Source data:
· · · · · · ·
Issue #4654, opened 2025-10-14
Using `MCP Server` breadcrumb link after creating MCP Server results in user being brought to create MCP server page.


sangee2004:
**Describe the bug**
Using `MCP Server` breadcrumb link after creating MCP Server results in user being brought to create MCP server page.

**To Reproduce**
1. As admin/owner, go to `Admin Dashboard`
2. Create MCP server
3. Once MCP server is created , use  `MCP Server` breadcrumb link 

Notice that user is brought to `Create MCP server` page.
Using  `MCP Server` breadcrumb link  from the this page results in empty MCP Server list page

https://www.loom.com/share/644b14c807454635ab3d286f2e875455?sid=8d6f1419-37cd-4e7c-b260-301733c874d2

**Expected behavior**
Using `MCP Server` breadcrumb link after creating MCP Server should take the user back to  MCP Server list page with all MCP servers listed.

sangee2004:
This issue is addressed when testing with latest build.
Using MCP Server breadcrumb link after creating MCP Server results in user being brought to MCP server page with all entries presented to the user (with no filters applied) as expected.

PR #4664, opened 2025-10-15
fix: navigate  properly and preserve searchparams when navigate back

ryu-man:
Addresses #4654

- Drop history-based navigation; use internal `openLink` function.
- Preserve page search params when navigating back

### DIFF
--- a/ui/user/src/routes/admin/chat-threads/+page.svelte
+++ b/ui/user/src/routes/admin/chat-threads/+page.svelte
@@ -15,7 +15,7 @@
 	import { profile } from '$lib/stores';
 	import { twMerge } from 'tailwind-merge';
 	import { tooltip } from '$lib/actions/tooltip.svelte';
-	import { clearUrlParams, setUrlParams } from '$lib/url';
+	import { clearUrlParams, setSearchParamsToLocalStorage, setUrlParams } from '$lib/url';
 
 	let threads = $state<ProjectThread[]>([]);
 	let projects = $state<Project[]>([]);
@@ -159,6 +159,7 @@
 						onClearAllFilters={clearUrlParams}
 						onClickRow={isAuditor
 							? (d, isCtrlClick) => {
+									setSearchParamsToLocalStorage(page.url.pathname, page.url.search);
 									const url = `/admin/chat-threads/${d.id}`;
· · · · · · ·
Copy the lines from the entries above in which the word "setSearchParamsToLocalStorage" appears.

+	import { clearUrlParams, setSearchParamsToLocalStorage, setUrlParams } from '$lib/url';
+									setSearchParamsToLocalStorage(page.url.pathname, page.url.search);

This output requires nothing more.